__ENTRIES SHOWN__
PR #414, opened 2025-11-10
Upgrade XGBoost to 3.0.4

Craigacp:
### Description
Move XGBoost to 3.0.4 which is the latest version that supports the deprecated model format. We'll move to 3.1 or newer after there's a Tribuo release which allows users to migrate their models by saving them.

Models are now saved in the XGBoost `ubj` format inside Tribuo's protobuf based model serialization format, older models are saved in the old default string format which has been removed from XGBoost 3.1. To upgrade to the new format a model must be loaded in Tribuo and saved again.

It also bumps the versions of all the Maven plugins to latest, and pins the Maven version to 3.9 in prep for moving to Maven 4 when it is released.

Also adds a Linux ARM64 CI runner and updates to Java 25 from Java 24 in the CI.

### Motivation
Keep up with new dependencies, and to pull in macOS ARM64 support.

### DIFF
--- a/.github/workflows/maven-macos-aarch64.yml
--
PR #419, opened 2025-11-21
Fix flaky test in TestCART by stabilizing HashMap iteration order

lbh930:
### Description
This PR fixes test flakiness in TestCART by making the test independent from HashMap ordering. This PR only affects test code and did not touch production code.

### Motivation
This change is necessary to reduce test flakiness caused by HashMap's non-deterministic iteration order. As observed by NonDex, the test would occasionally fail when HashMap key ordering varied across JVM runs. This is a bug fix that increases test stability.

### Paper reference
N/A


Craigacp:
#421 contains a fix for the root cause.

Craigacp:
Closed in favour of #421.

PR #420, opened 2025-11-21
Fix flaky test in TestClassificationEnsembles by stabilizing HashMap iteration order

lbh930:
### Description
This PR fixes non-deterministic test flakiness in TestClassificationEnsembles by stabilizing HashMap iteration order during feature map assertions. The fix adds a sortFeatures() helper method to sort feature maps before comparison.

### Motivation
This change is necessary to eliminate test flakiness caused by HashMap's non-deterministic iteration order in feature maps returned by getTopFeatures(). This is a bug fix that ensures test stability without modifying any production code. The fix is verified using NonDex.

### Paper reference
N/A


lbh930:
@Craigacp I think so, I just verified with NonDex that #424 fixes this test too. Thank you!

__WHAT NEEDS TO BE DONE__
All that is wanted is an exact copy of the lines above from the one with "Closed in favour of #421." through the one with "too. Thank you!", with both ends included.

__PROBLEM SOLUTION__
Closed in favour of #421.

PR #420, opened 2025-11-21
Fix flaky test in TestClassificationEnsembles by stabilizing HashMap iteration order

lbh930:
### Description
This PR fixes non-deterministic test flakiness in TestClassificationEnsembles by stabilizing HashMap iteration order during feature map assertions. The fix adds a sortFeatures() helper method to sort feature maps before comparison.

### Motivation
This change is necessary to eliminate test flakiness caused by HashMap's non-deterministic iteration order in feature maps returned by getTopFeatures(). This is a bug fix that ensures test stability without modifying any production code. The fix is verified using NonDex.

### Paper reference
N/A


lbh930:
@Craigacp I think so, I just verified with NonDex that #424 fixes this test too. Thank you!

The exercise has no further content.